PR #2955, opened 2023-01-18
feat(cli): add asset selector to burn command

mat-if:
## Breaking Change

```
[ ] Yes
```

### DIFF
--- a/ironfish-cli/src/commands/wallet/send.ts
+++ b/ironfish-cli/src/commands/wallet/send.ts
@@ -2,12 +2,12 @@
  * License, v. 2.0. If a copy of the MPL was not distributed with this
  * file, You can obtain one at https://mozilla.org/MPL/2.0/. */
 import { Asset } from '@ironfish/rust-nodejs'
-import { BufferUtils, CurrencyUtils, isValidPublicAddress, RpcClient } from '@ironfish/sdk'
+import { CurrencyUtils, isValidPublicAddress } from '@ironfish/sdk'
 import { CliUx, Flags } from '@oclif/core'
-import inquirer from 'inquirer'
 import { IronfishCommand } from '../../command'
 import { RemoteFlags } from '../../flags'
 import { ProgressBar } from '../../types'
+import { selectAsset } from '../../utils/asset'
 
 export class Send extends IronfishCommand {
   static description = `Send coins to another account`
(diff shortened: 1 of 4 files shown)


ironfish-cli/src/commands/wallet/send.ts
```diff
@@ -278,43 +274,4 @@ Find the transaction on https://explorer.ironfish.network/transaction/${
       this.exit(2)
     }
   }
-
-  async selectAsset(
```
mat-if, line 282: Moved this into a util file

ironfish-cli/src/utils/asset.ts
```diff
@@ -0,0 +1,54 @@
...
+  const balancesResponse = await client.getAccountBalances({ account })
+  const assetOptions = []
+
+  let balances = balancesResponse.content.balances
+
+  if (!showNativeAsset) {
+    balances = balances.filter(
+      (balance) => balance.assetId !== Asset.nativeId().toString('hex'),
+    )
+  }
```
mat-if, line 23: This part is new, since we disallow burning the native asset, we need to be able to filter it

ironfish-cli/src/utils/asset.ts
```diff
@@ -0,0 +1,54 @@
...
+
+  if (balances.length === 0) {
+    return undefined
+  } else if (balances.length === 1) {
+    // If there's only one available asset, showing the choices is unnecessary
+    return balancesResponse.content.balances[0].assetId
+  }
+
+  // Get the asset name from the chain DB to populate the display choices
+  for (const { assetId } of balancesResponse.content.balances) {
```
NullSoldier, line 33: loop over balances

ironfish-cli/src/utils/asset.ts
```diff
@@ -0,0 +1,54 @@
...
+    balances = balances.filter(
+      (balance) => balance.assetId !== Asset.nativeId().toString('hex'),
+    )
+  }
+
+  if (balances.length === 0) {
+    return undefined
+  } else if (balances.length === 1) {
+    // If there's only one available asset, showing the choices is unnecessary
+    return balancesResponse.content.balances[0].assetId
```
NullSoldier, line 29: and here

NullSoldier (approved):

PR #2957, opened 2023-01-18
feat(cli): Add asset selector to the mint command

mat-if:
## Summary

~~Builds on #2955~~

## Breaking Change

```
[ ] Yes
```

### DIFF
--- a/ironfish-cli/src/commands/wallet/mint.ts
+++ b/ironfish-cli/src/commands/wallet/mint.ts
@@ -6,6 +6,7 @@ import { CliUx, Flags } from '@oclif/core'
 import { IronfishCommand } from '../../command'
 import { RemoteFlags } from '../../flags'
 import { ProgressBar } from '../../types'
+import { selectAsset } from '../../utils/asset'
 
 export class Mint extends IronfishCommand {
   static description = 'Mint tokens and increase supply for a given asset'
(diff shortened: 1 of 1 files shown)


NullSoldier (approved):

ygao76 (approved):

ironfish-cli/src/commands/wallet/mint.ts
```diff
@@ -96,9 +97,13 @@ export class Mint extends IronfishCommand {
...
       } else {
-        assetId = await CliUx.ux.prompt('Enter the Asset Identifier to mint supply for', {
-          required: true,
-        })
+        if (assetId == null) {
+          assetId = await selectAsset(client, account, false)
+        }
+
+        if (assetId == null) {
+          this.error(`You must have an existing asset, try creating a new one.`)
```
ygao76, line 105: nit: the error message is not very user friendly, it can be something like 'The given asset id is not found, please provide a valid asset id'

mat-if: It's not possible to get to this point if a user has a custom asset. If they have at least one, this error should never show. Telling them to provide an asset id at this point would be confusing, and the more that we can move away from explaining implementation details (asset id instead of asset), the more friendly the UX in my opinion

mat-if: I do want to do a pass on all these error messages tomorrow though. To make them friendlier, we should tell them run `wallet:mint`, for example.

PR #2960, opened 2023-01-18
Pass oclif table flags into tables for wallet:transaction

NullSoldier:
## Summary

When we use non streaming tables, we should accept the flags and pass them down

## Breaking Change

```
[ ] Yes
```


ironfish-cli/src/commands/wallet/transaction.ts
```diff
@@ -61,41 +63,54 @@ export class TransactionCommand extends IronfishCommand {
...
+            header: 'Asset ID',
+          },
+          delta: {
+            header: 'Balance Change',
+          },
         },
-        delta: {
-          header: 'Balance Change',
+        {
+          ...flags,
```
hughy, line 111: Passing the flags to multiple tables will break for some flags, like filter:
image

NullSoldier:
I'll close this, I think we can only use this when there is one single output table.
=====
→ Assigned task:
Reproduce each line of the records in which the word "core" appears.

→ Result below:
 import { CliUx, Flags } from '@oclif/core'
@@ -6,6 +6,7 @@ import { CliUx, Flags } from '@oclif/core'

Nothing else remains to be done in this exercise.